Well, I don't mind ( once in a blue-moon ) tackling a seemingly hopeless situation . :yikes: 

At the end of this road , if you can't pull it all together & the conclusion is one of "Epic Fail", then I'll be recommending that you download & buy    .
> It does seem that most who buy it don't go through this much trouble simply trying to get signal into the program .
> Also, I believe it works with your MOTU sound card ( which is a bonus ) .
> You can download it ( & test it ) for free ( before deciding if you want or need to buy it ) .

From now on, when you run into problems, try to take some pictures ( when relevant ) & post them . 
- I like pictures , forget about writing text & descriptions if a picture can show the problem being talked about . 
- If you don't yet know how to post pictures, then read the Sticky called 
 *Please Read: Posting A Graph by brucek *




Good Luck ( the clock is ticking !! ) <> EarlK


----------



## pitchtwit (Apr 11, 2011)

wcjchan said:


> I can see input device PCI 424 but output is default only. Not sure why


I was having exactly that problem today when I tried to use REW on his Mac. We couldn't get it working properly in the end. :scratch:


----------



## pitchtwit (Apr 11, 2011)

wcjchan said:


> Hi EarlK.
> 
> I tried ur suggestion using the build in sound card and still got no result. I am really hopeless with this program I use the adopter you mentioned from the input and output "earphone out"
> The red line had the output fed into input. The white input has the mic pre level in. The white output goes to
> ...


I've been having problems with various soundcards and REW, so just to decrease the number of variables at play here, I'd recommend unplugging whatever you have plugged in to your outputs and inputs on your computer. Disconnect any external soundcards, then do a restart, turn the computer volume up almost to full and then try again. (I'm assuming your computer has it's own built in speakers and it's own built in microphone).

You won't get any good results this way, but at least you'll be able to see if the sweep makes it to the end. You'll also get a graph which will be in no way accurate, but it'll still give you a result/graph instead of nothing. Then you can have a play with some of the different functions - get used to setting the graph limits to sensibly view the energy transfer function (SPL), generate a waterfall or spectogram, check out the impulse response, try out the different smoothings (use 'Graph').

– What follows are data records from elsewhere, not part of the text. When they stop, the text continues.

PR #3763, opened 2024-05-29
CLDR-17462 update ST status icons for clarity

srl295:
CLDR-17462

ALLOW_MANY_COMMITS=true

image

image_360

I hope that works. :blink:


----------



## pitchtwit (Apr 11, 2011)

EarlK said:


> - REW will run properly on just about any Intel Mac ( after OS 10.3 ) .
> 
> - Forget about using the MOTU / you don't need it / plus it only offers line level inputs, so it's not worth the effort to include it in the signal chain .
> 
> ...


Just a question for EarlK:

There's something I've not found a definitive answer to yet, and that is whether there is a difference between using a basic set up similar to the one you mention here, and using a set up with a good quality audio interface (RME maybe - with pretty much a flat frequency response) and a top of the range sound level meter (B&K maybe - using an output from the unit to go to the input of the audio interface).

Has anyone compared the results from each method? I know in theory the software should account for uneven frequency responses in microphone, speaker and audio interface, but it'd just be good to know for sure that is indeed the case.

Tom
:scratch:


----------



## EarlK (Jan 1, 2010)

pitchtwit said:


> Has anyone compared the results from each method? I know in theory the software should account for uneven frequency responses in microphone, speaker and audio interface, but it'd just be good to know for sure that is indeed the case.


This is currently the only comparison ( between 2 radically different data aquisition systems ) that I have made ( since I don't have a B&K SPL meter to test ) .










One can see that the Radio Shack meter compares very well .

<> EarlK


----------



## wcjchan (Jul 4, 2011)

Hi Earlk. 


From your test graph. What can we see from graph of the frequencies response if your room.
What is the problem frequency ?
Where can you find the 86 dB as reference blue line? 

Thanks again

Johnson.


----------



## EarlK (Jan 1, 2010)

Here's that same woofer , with the test microphone only millimeteres from the cone . It now shows a truer response of the woofer ( without the negative effects of room acoustics ) .













> From your test graph. What can we see from graph of the frequencies response if your room.
> What is the problem frequency ?


- One can see some of the negative effects introduced by the room acoustics at the measuring postion ( in the pic from post #17 ) .

- REW confirms ( what I have always heard in the center of this room ) that the area around 140 hz is very problematic .

- Do I EQ 140hz ( downwards ) ? No because where I usually sit ( for music listening ) 140hz isn't that exaggerated .

- Have you had any success yet in getting signal into REW ?


<> EarlK


----------



## pitchtwit (Apr 11, 2011)

EarlK said:


> This is currently the only comparison ( between 2 radically different data aquisition systems ) that I have made ( since I don't have a B&K SPL meter to test ) .
> 
> 
> 
> ...


Thanks for that. Was the C-weighting ticked in both the experiments? And also, was everything else in the experiment kept the same except for the microphone and pre-amp? They do compare very well.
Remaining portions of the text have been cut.